Log10 Loadshare 📌 🔥
| Context | Definition of Loadshare | | :--- | :--- | | Load Balancer | The number of active connections or requests per second (RPS) routed to a single backend server. | | Message Queue | The number of unacknowledged messages a specific consumer is processing. | | Database Shard | The query throughput or data volume stored on a specific shard replica. | | CDN Edge Node | The bandwidth or request count handled by a particular Point of Presence (PoP). |
In an ideal world, every node would have a perfectly equal loadshare. If you have 10 servers and 10,000 RPS, the ideal loadshare per server is 1,000 RPS. Reality, however, introduces skew—due to slow hardware, "hot shards," or suboptimal routing algorithms.
Most modern load balancers support weight assignment: log10 loadshare
| Approach | Behavior | Use case | |----------|----------|----------| | Linear | Shares directly proportional to metric | Homogeneous capacity, no risk of starvation | | log10 | Compresses large differences, prevents one server from dominating | High dynamic range of capacities, protection of weak nodes | | Natural log (ln) | Similar shape, slightly different curve | When metric differences are moderate | | Square root | Less aggressive compression than log10 | Medium compression needed |
Log10 is particularly popular because:
Reactive autoscaling (e.g., KEDA, HPA) often uses thresholds like "scale if CPU > 80%". But CPU is a noisy metric. Request-based scaling using raw RPS is better, but it suffers from the "elephant vs. mouse" problem: a 10x spike in RPS on a small service looks identical to a 10% spike on a large service.

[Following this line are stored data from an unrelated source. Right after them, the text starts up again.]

PR #683, opened 2020-09-18
CIRC-924 - Log Event Publisher for CheckIn/CheckOut flow

khandramai:
[CIRC-924](https://issues.folio.org/browse/CIRC-924) - Log Event Publisher for CheckIn/CheckOut flow

## Purpose
mod-circulation part for publishing check-in/check-out log events.

## Approach
mod-audit-client with publishing functionality is added as maven dependency to to ensure minimal interference with module logic.

#### TODOS and Open Questions
.rancher-pipeline.yml is added to enable redeployment on Rancher environment for testing purposes.

## Pre-Merge Checklist:


marcjohnson-kint (commented):
Changes to modules should be made referencing a JIRA issue from the appropriate project. Please use a circulation project JIRA issue to submit these changes

khandramai:
@siarhei-charniak, please take a look.

src/main/java/org/folio/circulation/services/EventPublisher.java
```diff
@@ -56,6 +62,10 @@ public EventPublisher(RoutingContext routingContext) {
 
       return pubSubPublishingService.publishEvent(
         ITEM_CHECKED_OUT.name(), payloadJsonObject.encode())
+        .thenApply(r -> sendLogRecordEvent(new LogEventPayload()
+          .withLoggedObjectType(LogEventPayload.LoggedObjectType.CHECK_IN_CHECK_OUT)
+          .withAction(LogEventPayload.Action.CHECK_OUT)
+          .withBody(loanAndRelatedRecords.asJson().encode()), params))
```
marcjohnson-kint, line 68: The publishing of the log record event seems to take a different approach rather than using the `pubSubPublishingService`, please could you help me understand why?

src/main/java/org/folio/circulation/domain/RequestQueue.java
```diff
@@ -13,9 +13,11 @@
 public class RequestQueue {
 
   private List<Request> requests;
+  private final List<UpdatedRequestPair> updatedRequests;
```
marcjohnson-kint, line 16: Why are a list of updated requests needed?

src/main/java/org/folio/circulation/domain/UpdatedRequestPair.java
```diff
@@ -0,0 +1,19 @@
...
+    this.updated = updated;
+  }
+
+  public Request getOriginal() {
+    return original;
+  }
+
+  public Request getUpdated() {
+    return updated;
+  }
```
marcjohnson-kint, line 18: Lombok can be used to remove most of this code

src/main/java/org/folio/circulation/domain/Request.java
```diff
@@ -28,13 +28,15 @@
...
 
+import lombok.EqualsAndHashCode;
 import org.apache.commons.lang3.StringUtils;
 import org.joda.time.DateTime;
 
 import io.vertx.core.json.JsonObject;
 import lombok.AllArgsConstructor;
 
 @AllArgsConstructor
+@EqualsAndHashCode
```
marcjohnson-kint, line 39: Why does this class need to override equals and hash code?

src/main/java/org/folio/circulation/domain/LoanAndRelatedRecords.java
```diff
@@ -51,6 +54,14 @@ public LoanAndRelatedRecords withTimeZone(DateTimeZone newTimeZone) {
     return new LoanAndRelatedRecords(loan, requestQueue, newTimeZone);
   }
 
+  public JsonObject asJson() {
+    JsonObject json = new JsonObject();
+    write(json, "loan", loan.asJsonWithUserAndProxy());
+    write(json, "requestQueue", JsonObject.mapFrom(requestQueue));
+    write(json, "timeZone", JsonObject.mapFrom(timeZone));
+    return json;
+  }
```
marcjohnson-kint, line 63: Why does this class need to be converted to JSON?

src/main/java/org/folio/circulation/domain/Loan.java
```diff
@@ -95,6 +95,14 @@ public JsonObject asJson() {
     return representation.copy();
   }
 
+  public JsonObject asJsonWithUserAndProxy() {
+    JsonObject json = asJson();
+    write(json, "item", JsonObject.mapFrom(item));
+    write(json, "user", JsonObject.mapFrom(user));
+    write(json, "proxy", JsonObject.mapFrom(proxy));
+    return json;
+  }
```
marcjohnson-kint, line 104: Why does this need to be converted to JSON in this way?

src/main/java/org/folio/circulation/domain/CheckInContext.java
```diff
@@ -237,4 +241,23 @@ public ItemStatus getItemStatusBeforeCheckIn() {
...
+      write(json, "highestPriorityFulfillableRequest", highestPriorityFulfillableRequest.asJson());
+    }
+    write(json, "loggedInUserId", loggedInUserId);
+    write(json, "checkInProcessedDateTime", checkInProcessedDateTime);
+    write(json, "inHouseUse", inHouseUse);
+    writeByPath(json, itemStatusBeforeCheckIn.getDate(), "itemStatusBeforeCheckIn", "date");
+    writeByPath(json, itemStatusBeforeCheckIn.getValue(), "itemStatusBeforeCheckIn", "value");
+    write(json, "lostItemFeesRefundedOrCancelled", lostItemFeesRefundedOrCancelled);
+    return json;
+  }
```
marcjohnson-kint, line 262: Why does this context need encoding as JSON?

marcjohnson-kint (commented):
I wasn't aware that I was meant be reviewing this change. Victoria reached out to me earlier today to ask for assistance as reviews outside the Firebird team were needed.

There doesn't appear to be any tests for the new behaviour beyond accommodating for the extra event published in some of the existing tests. Please either extend an existing test or add a new test for each situation where these new events are published that checks that the correct information is included in the events.

There are rather more changes that I expected after the initial conversation was had about the approach.

I appreciate that some of the external design of this might have been influenced by my comments on [MODAUD-21](https://issues.folio.org/browse/MODAUD-21). I've tried to refrain from providing feedback about that design on this pull request, because I don't really understand how it aligns with the proposed design and I don't think there is sufficient time to address it within the Honeysuckle release timeframe.

If you would like my feedback on that, please let me know, and I will endeavour to follow up further.

src/main/java/org/folio/circulation/domain/RequestQueue.java
khandramai: It's a good question, Marc. I only tried to anticipate situations where a request can be updated several times or several requests can be updated during the lifecycle of the RequestQueue. Can I count on a contract that only one request can be updated once during the lifecycle of a particular RequestQueue? If so, it will greatly simplify the implementation.

src/main/java/org/folio/circulation/services/EventPublisher.java
khandramai: Yes, we use different publisher implementation because it is some kind wrapper on PubSub. We considered case we can use another event bus implementation. So it will be simple to change logic in one place rather than make changes in different places in mod-circulation.

.rancher-pipeline.yml
```diff
@@ -0,0 +1,27 @@
...
+      catalogTemplate: p-ngvqv:firebird-helmcharts-mod-circulation
+      version: 0.1.26
+      answers:
+        image.repository: docker.dev.folio.org/mod-circulation
+        image.tag: firebird-latest
+        postJob.enabled: true
+      targetNamespace: firebird
+      name: mod-circulation
+timeout: 60
+notification: {}
```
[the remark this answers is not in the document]
khandramai: From my perspective it will be useful to have possibility to re-deploy circulation on Rancher's environment. But I'm not sure. I'm fine with removing of this file if, for example, we can use it in our own forks of mod-circulation.  @celticmask , could you please help us with this? How can we organize this process?

pom.xml
```diff
@@ -32,6 +32,7 @@
     <project.reporting.outputEncoding>UTF-8</project.reporting.outputEncoding>
     <lombok.version>1.18.12</lombok.version>
     <spring.version>5.2.7.RELEASE</spring.version>
+    <mod-audit-client.version>0.0.5-SNAPSHOT</mod-audit-client.version>
```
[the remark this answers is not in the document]
khandramai: Yes, Marc, it's a good question too. We haven't functionality that we can release right now for having separate release. I think we just need to sync-up releases of mod-audit and mod-circulation. I'm going to change this version during releasing process. What do you think on this?

src/main/java/org/folio/circulation/domain/Request.java
khandramai: This is an artifact. Can be safely deleted.

src/main/java/org/folio/circulation/domain/LoanAndRelatedRecords.java
khandramai: I used all this context to publish audit information. And I faced with issues when trying to create json with JsonObject.mapFrom() method. So here and below I just tried to convert all needed information to json object, encode it and send to mod-audit subscriber.

src/main/java/org/folio/circulation/domain/Loan.java
khandramai: The answer is here https://github.com/folio-org/mod-circulation/pull/683#discussion_r493052737

src/main/java/org/folio/circulation/domain/CheckInContext.java
khandramai: The answer is here https://github.com/folio-org/mod-circulation/pull/683#discussion_r493052737. I just can mention here that we can reduce content of this json when we will be sure that it really contains unnecessary information. But only after log record processors in the mod-audit will be completed. Because now I'm not sure what particular info we need to extract from it. Maybe we will face with requirements that we need to extend log records or something else.

khandramai:
Hi @bohdan-suprun , could you please take a look this PR?

.rancher-pipeline.yml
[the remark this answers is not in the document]
marcjohnson-kint: > From my perspective it will be useful to have possibility to re-deploy circulation on Rancher's environment. 

I agree, that would be useful. 

However, this configuration is really specific to the team environment, not the module, as that can be used in many teams environments. To me, that means it should not be part of the module code, at least not the mainline.

pom.xml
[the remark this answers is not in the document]
marcjohnson-kint: > We haven't functionality that we can release right now for having separate release. 

I don't really understand that statement. Why couldn't the functionality that mod-circulation is using right now be released?

I've had similar conversations with the FoliJet team recently as well, and I accepted the use of snapshot versions because they felt strongly about not releasing their libraries yet. We can do that in this case as well :-/ 

> I think we just need to sync-up releases of mod-audit and mod-circulation. I'm going to change this version during releasing process. What do you think on this?

My concern with this approach is that the folks responsible for mod-circulation (me) are not the same folks responsible for releasing mod-audit, meaning this introduces additional coordination effort required during the release processes.

src/main/java/org/folio/circulation/services/EventPublisher.java
marcjohnson-kint: > Yes, we use different publisher implementation because it is some kind wrapper on PubSub. 

What does this wrapper give that the existing PubSubPublishingService does not?

> We considered case we can use another event bus implementation. So it will be simple to change logic in one place rather than make changes in different places in mod-circulation.

The pub-sub publishing is already abstracted by the `pubSubPublishingService` and the `EventPublisher`. Are those seams insufficient for potential replacement of the event publishing?

src/main/java/org/folio/circulation/domain/RequestQueue.java
marcjohnson-kint: > I only tried to anticipate situations where a request can be updated several times or several requests can be updated during the lifecycle of the RequestQueue. Can I count on a contract that only one request can be updated once during the lifecycle of a particular RequestQueue? If so, it will greatly simplify the implementation.

No, it isn't guaranteed that only one request will be updated during a particular request to a circulation endpoint.

I'm not sure I really understand the approach taken here. Rather than trying to anticipate situations, why not work backwards from the situations that the circulation log has been intended to capture?

What information about requests changing is the circulation log trying to capture? And which are specifically included in this change?

src/main/java/org/folio/circulation/domain/Request.java
marcjohnson-kint: Ok, please remove it and resolve this comment when it has been removed.

src/main/java/org/folio/circulation/domain/RequestQueue.java
khandramai: Actually, we need:
**new request status
type
pickup service point/address type
fulfilment preference
old request status
expiration date
position in queue**
for each request updating during check-in/check-out flow.

src/main/java/org/folio/circulation/domain/LoanAndRelatedRecords.java
marcjohnson-kint: These classes (and most of the context classes) aren't really intended to be used for serialization or external publication.

If these classes are to be used directly by the log publisher, I would personally prefer that the conversion was moved to a separate mapping class and used specifically for that purpose.

(There is some background to my reaction, in the early days of mod-circulation, it was convenient to use JSON representations within some of the classes and to do the mapping within those classes. As the system has grown far beyond an intermediary for storage, this design has caused significant issues and there is an intent to move this JSON processing to the outside edges of the module)

src/main/java/org/folio/circulation/domain/CheckInContext.java
marcjohnson-kint: > I just can mention here that we can reduce content of this json when we will be sure that it really contains unnecessary information. But only after log record processors in the mod-audit will be completed. Because now I'm not sure what particular info we need to extract from it. Maybe we will face with requirements that we need to extend log records or something else.

I think it is better to start with publishing only the data that is known to be be wanted by the circulation log and add to it if that is insufficient. Even though it is implicit at the moment, the messages sent to the audit form a versioned contract. It is often possible to add information without breaking compatibility whereas removing it because we didn't need it is naturally compatibility breaking.

src/main/java/org/folio/circulation/domain/RequestQueue.java
khandramai: As far as it concerns approach. I'm going to populate requests before/after updating (including case when several requests can be updated during check-in/check-out flow - may be I'm incorrect here) and send this information to mod-audit for further processing.

src/main/java/org/folio/circulation/services/EventPublisher.java
khandramai: @VasilyGan, could you please help us?

VasilyGan: @marcjohnson-kint, @TarasSpashchenko is creating the new client library for Kafka. It should be more efficient in terms of performance than PubSub and it won't be part of the PubSub (@TarasSpashchenko, please, correct if something wrong here). The initial version of the Audit log solution should leverage PubSub. Once the new library is released, it makes sense to switch to it. To make the migration easier, it is better to create an abstract layer (library), which should allow to send Audit log messages and encapsulate the concrete implementation of the sending mechanism.

marcjohnson-kint: > @TarasSpashchenko is creating the new client library for Kafka. 

He is. As I understand it, it has not yet been decided if general FOLIO modules will have direct access to Kafka.

> The initial version of the Audit log solution should leverage PubSub. Once the new library is released, it makes sense to switch to it. To make the migration easier, it is better to create an abstract layer (library), which should allow to send Audit log messages and encapsulate the concrete implementation of the sending mechanism.

Sure. What I don't understand is why the current abstractions are insufficient. In theory, we would only need to replace the pub-sub publishing service with a Kafka publishing service. What would an additional abstraction gain us?

src/main/java/org/folio/circulation/domain/RequestQueue.java
marcjohnson-kint: Is the circulation log only concerned with requests that have been updated during a check in / check out?

khandramai: Yes, it's correct for this PR.
But we also have separate task to log all requests statuses changing.

src/main/java/org/folio/circulation/domain/CheckInContext.java
```diff
@@ -237,4 +241,23 @@ public ItemStatus getItemStatusBeforeCheckIn() {
   public boolean areLostItemFeesRefundedOrCancelled() {
     return lostItemFeesRefundedOrCancelled;
   }
+
+  public JsonObject asJson() {
+    JsonObject json = new JsonObject();
+    write(json, "item", JsonObject.mapFrom(item));
```
bohdan-suprun, line 247: Is it important to send entire item, or we can just send id or barcode?

src/main/java/org/folio/circulation/domain/CheckInContext.java
```diff
@@ -237,4 +241,23 @@ public ItemStatus getItemStatusBeforeCheckIn() {
   public boolean areLostItemFeesRefundedOrCancelled() {
     return lostItemFeesRefundedOrCancelled;
   }
+
+  public JsonObject asJson() {
```
bohdan-suprun, line 245: Maybe we should extract this logic to a mapper class. e.g. `CirculationCheckInLogEventMapper`?

src/main/java/org/folio/circulation/domain/CheckInContext.java
```diff
@@ -237,4 +241,23 @@ public ItemStatus getItemStatusBeforeCheckIn() {
...
+    JsonObject json = new JsonObject();
+    write(json, "item", JsonObject.mapFrom(item));
+    write(json, "loan", loan.asJsonWithUserAndProxy());
+    write(json, "checkInRequest", JsonObject.mapFrom(checkInRequest));
+    write(json, "requestQueue", JsonObject.mapFrom(requestQueue));
+    write(json, "checkInServicePoint", JsonObject.mapFrom(checkInServicePoint));
```
bohdan-suprun, line 251: I think it won't serialize the object properly because the object holds raw json representation.

src/main/java/org/folio/circulation/domain/CheckInContext.java
```diff
@@ -237,4 +241,23 @@ public ItemStatus getItemStatusBeforeCheckIn() {
...
+    if (Objects.nonNull(highestPriorityFulfillableRequest)) {
+      write(json, "highestPriorityFulfillableRequest", highestPriorityFulfillableRequest.asJson());
```
bohdan-suprun, line 253: should it be enough to have an id?

src/main/java/org/folio/circulation/domain/Loan.java
```diff
@@ -95,6 +95,14 @@ public JsonObject asJson() {
     return representation.copy();
   }
 
+  public JsonObject asJsonWithUserAndProxy() {
+    JsonObject json = asJson();
+    write(json, "item", JsonObject.mapFrom(item));
```
bohdan-suprun, line 100: Please make sure here and in similar places that following `JsonObject.mapFrom(item)` results into a proper structure.

src/main/java/org/folio/circulation/services/EventPublisher.java
VasilyGan: @marcjohnson-kint, to be more specific, how would you change this solution? Can you send a code snippet to illustrate it, please? And why it would make it better than the current approach proposed in this PR?

bohdan-suprun: @VasilyGan, there  are already some abstractions in circulation that allows communication with pub/sub.

See `PubSubPublishingService` and `EventPublisher`. I'd also prefer to reuse this classes instead of introducing dependency on the mod-audit-client. Here is `org.folio.circulation.services.EventPublisher#publishItemCheckedOutEvent` method that used to publish item checked out event, which consumed by patron blocks module.

src/main/java/org/folio/circulation/services/EventPublisher.java
```diff
@@ -56,6 +62,10 @@ public EventPublisher(RoutingContext routingContext) {
 
       return pubSubPublishingService.publishEvent(
         ITEM_CHECKED_OUT.name(), payloadJsonObject.encode())
+        .thenApply(r -> sendLogRecordEvent(new LogEventPayload()
```
bohdan-suprun, line 65:
```suggestion
        .thenCompose(r -> sendLogRecordEvent(new LogEventPayload()
```

bohdan-suprun, line 65: Have you thought about executing the logging asynchronously?

src/main/java/org/folio/circulation/services/EventPublisher.java
```diff
@@ -78,6 +88,10 @@ public EventPublisher(RoutingContext routingContext) {
 
       return pubSubPublishingService.publishEvent(ITEM_CHECKED_IN.name(),
         payloadJsonObject.encode())
+        .thenApply(r -> sendLogRecordEvent(new LogEventPayload()
```
bohdan-suprun, line 91:
```suggestion
        .thenCompose(r -> sendLogRecordEvent(new LogEventPayload()
```

src/main/java/org/folio/circulation/services/EventPublisher.java
VasilyGan: Since the new library will be also used by other modules, it is better to add it to the circulation, so that a way Audit log messages are sent will be unified. 
PubSubPublishingService and EventPublisher are part of the circulation module and can't be re-used by other modules, unfortunately.

VasilyGan: @marcjohnson-kint, if you still have questions regarding this library, let's setup a meeting and discuss them. I think it will be faster than continue this thread. 
Or, if you agree with the last comment, let's keep the current approach.

marcjohnson-kint: > Since the new library will be also used by other modules, it is better to add it to the circulation, so that a way Audit log messages are sent will be unified.
> PubSubPublishingService and EventPublisher are part of the circulation module and can't be re-used by other modules, unfortunately.

An alternative could have been to extract the implementations from mod-circulation out, if it was desirable to reuse them.

I get the sense that you are very keen for the audit specific library to be used because it is already written.

khandramai: I can confirm that it is rather simple to switch on mod-circulation publisher at the present moment. If @VasilyGan hasn't objections on this I can easily provide this change.

marcjohnson-kint: > if you still have questions regarding this library, let's setup a meeting and discuss them. I think it will be faster than continue this thread.

I still don't really understand the need for it, over either the modules current way of publishing to pub-sub or using the existing pub-sub client library. That is likely because I'm missing context.

I was specifically asked to provide a review for this change by Victoria because the FireBird team wanted an external review. Folks are free to disregard my feedback, it is entirely optional.

I've already expressed reservations about me reviewing this work because of my general concerns with the approach and the alignment of this work with the proposal.

@ VasilyGan @khandramai Maybe it would be more appropriate to ask someone else to provide that external review?

VasilyGan: @marcjohnson-kint, your opinion is always welcome. If you want to discuss this feature architecture one more time or the reason why the new library is used here, I'm happy to discuss it with you via Slack or during a meeting. 
Thank you.

src/main/java/org/folio/circulation/domain/representations/logs/CirculationCheckInCheckOutLogEventMapper.java
```diff
@@ -0,0 +1,153 @@
...
+import org.folio.circulation.domain.CheckInContext;
+import org.folio.circulation.domain.Loan;
+import org.folio.circulation.domain.LoanAndRelatedRecords;
+import org.folio.circulation.domain.UpdatedRequestPair;
+
+import java.util.List;
+import java.util.stream.Collectors;
+
+public class CirculationCheckInCheckOutLogEventMapper {
+
```
marcjohnson-kint, line 17: Personally, I think this blank line isn't needed

src/main/java/org/folio/circulation/domain/representations/logs/CirculationCheckInCheckOutLogEventMapper.java
```diff
@@ -0,0 +1,153 @@
...
+  public static final String CHECK_IN = "CHECK_IN_EVENT";
+  public static final String CHECK_OUT = "CHECK_OUT_EVENT";
```
marcjohnson-kint, line 19: I think events describe things that have already happened and that is better described by using the past tense e.g. `item checked out` or `item checked in`. I think in that style of naming, `event` is redundant.

I believe there are already messages that are published on pub-sub that represent those events. Please make sure that the circulation log specific messages have different names (maybe by including the logging intent in the name).

(This assumes that the existing events do not satisfy the needs of the log)

src/main/java/org/folio/circulation/domain/representations/logs/CirculationCheckInCheckOutLogEventMapper.java
```diff
@@ -0,0 +1,153 @@
...
+
+  public static final String PL_LOG_EVENT_TYPE = "logEventType";
```
marcjohnson-kint, line 21: What does the `PL` prefix mean?

src/main/java/org/folio/circulation/services/EventPublisher.java
```diff
@@ -54,8 +56,10 @@ public EventPublisher(RoutingContext routingContext) {
       write(payloadJsonObject, LOAN_ID_FIELD, loan.getId());
       write(payloadJsonObject, DUE_DATE_FIELD, loan.getDueDate());
 
-      return pubSubPublishingService.publishEvent(
-        ITEM_CHECKED_OUT.name(), payloadJsonObject.encode())
+      JsonObject logEventPayload = mapToCheckOutLogEventJson(loanAndRelatedRecords);
+      CompletableFuture.runAsync(() -> pubSubPublishingService.publishEvent(LOG_RECORD_EVENT.name(), logEventPayload.encode()));
```
marcjohnson-kint, line 60: Does this mean that the custom log message publishing code is no longer used?

marcjohnson-kint (commented):
Thank you for adding checks to some of the tests for the contents of the circulation log messages. 

It might be worth considering including specific tests to check other situations, e.g. where the log message needs to include multiple requests that have changed during the process.

src/main/java/org/folio/circulation/services/EventPublisher.java
marcjohnson-kint: > @marcjohnson-kint, your opinion is always welcome. 

Thank you.

> If you want to discuss this feature architecture one more time or the reason why the new library is used here, I'm happy to discuss it with you via Slack or during a meeting.

Thank you for the invitation.

I am away next week. Given how the implementation has evolved in relation to the proposed design, I'll reflect on what feedback might be useful when I return.

src/main/java/org/folio/circulation/domain/representations/logs/CirculationCheckInCheckOutLogEventMapper.java
khandramai: PL is just prefix to know that it is field of payload.

marcjohnson-kint: Ah ok. And not all of the constants are for payload properties?

If that is the case, I suggest maybe extracting either a class for the payload constants or a separate mapper for payload itself.

src/main/java/org/folio/circulation/domain/representations/logs/CirculationCheckInCheckOutLogEventMapper.java
marcjohnson-kint: It's possible I misunderstood these constants, and they aren't pub-sub message types, rather a sub-type used in the payload of log messages. Is that the case?

khandramai: Yes, Marc, correct. These are sub-types. General event type - LOG_RECORD_EVENT. But I'll fix it name according to your remark about _EVENT.

src/main/java/org/folio/circulation/services/EventPublisher.java
khandramai: @VasilyGan @marcjohnson-kint @TarasSpashchenko could you please clarify what is a final decision? custom library https://github.com/folio-org/mod-audit/blob/master/mod-audit-client/src/main/java/org/folio/util/PubSubLogPublisherUtil.java or existing circulation Pubsub publisher. This question blocks my current implementation and all the feature. Thanks!

VasilyGan: @khandramai, as we discussed during today's call, a custom library should be used to abstract away PubSub and provide the ability to easily switch to another Kafka client library in the future.

marcjohnson-kint: When this code is changed, please can comments be included in the code to explain the rationale of using two different  publishing approaches

src/main/java/org/folio/circulation/domain/representations/logs/CirculationCheckInCheckOutLogEventMapper.java
```diff
@@ -0,0 +1,140 @@
...
+    return logEventPayload;
+  }
+
+  private static void populateItemData(CheckInContext checkInContext, JsonObject logEventPayload) {
+    ofNullable(checkInContext.getItem())
+      .ifPresent(item -> {
+        write(logEventPayload, ITEM_ID.value(), item.getItemId());
+        write(logEventPayload, ITEM_BARCODE.value(), item.getBarcode());
+        write(logEventPayload, ITEM_STATUS_NAME.value(), item.getStatusName());
+        write(logEventPayload, IS_CLAIMED_RETURNED.value(), item.isClaimedReturned());
```
bohdan-suprun, line 73: A claimed returned item has `Claimed returned` status. we can omit this flag, I think.

src/test/java/api/support/matchers/EventMatchers.java
```diff
@@ -36,9 +53,29 @@
...
+        hasJsonPath("itemBarcode", is(checkedInLoan.getJsonObject("item").getString("barcode"))),
+        hasJsonPath("itemStatusName", is(checkedInLoan.getJsonObject("item").getJsonObject("status").getString("name")))
+      ))),
+      isLogRecordEventType());
+  }
+
   public static Matcher<JsonObject> isValidItemClaimedReturnedEvent(JsonObject loan) {
     return allOf(JsonObjectMatcher.allOfPaths(
       hasJsonPath("eventPayload", allOf(
+        hasJsonPath("userId", is(loan.getString("userId"))),
```
bohdan-suprun, line 78: Please remove it.

bohdan-suprun (approved):

src/test/java/api/support/matchers/EventMatchers.java
khandramai: Hi @bohdan-suprun, could you please clarify what do we need to remove here?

Using log10 loadshare for scaling decisions creates exponential scaling policies: | Context | Definition of Loadshare | |
This ensures that small services scale up earlier (proportionally) and large services don't over-react to minor fluctuations.
In the era of microservices, cloud-native architectures, and high-throughput data pipelines, load balancing is not just a feature—it is a necessity. However, as systems scale from handling thousands to billions of requests per second, traditional load-balancing algorithms (like Round Robin or Least Connections) often fall short. They struggle with skewed distributions, heterogeneous server capacities, and exponential traffic patterns. This ensures that small services scale up earlier
Enter Log10 Loadshare—a mathematical approach to distributing traffic that leverages the base-10 logarithm to create fair, scalable, and efficient load distribution across uneven tiers of infrastructure.
This article will explore what Log10 Loadshare is, why it matters, how to implement it, and real-world use cases where it outperforms conventional methods.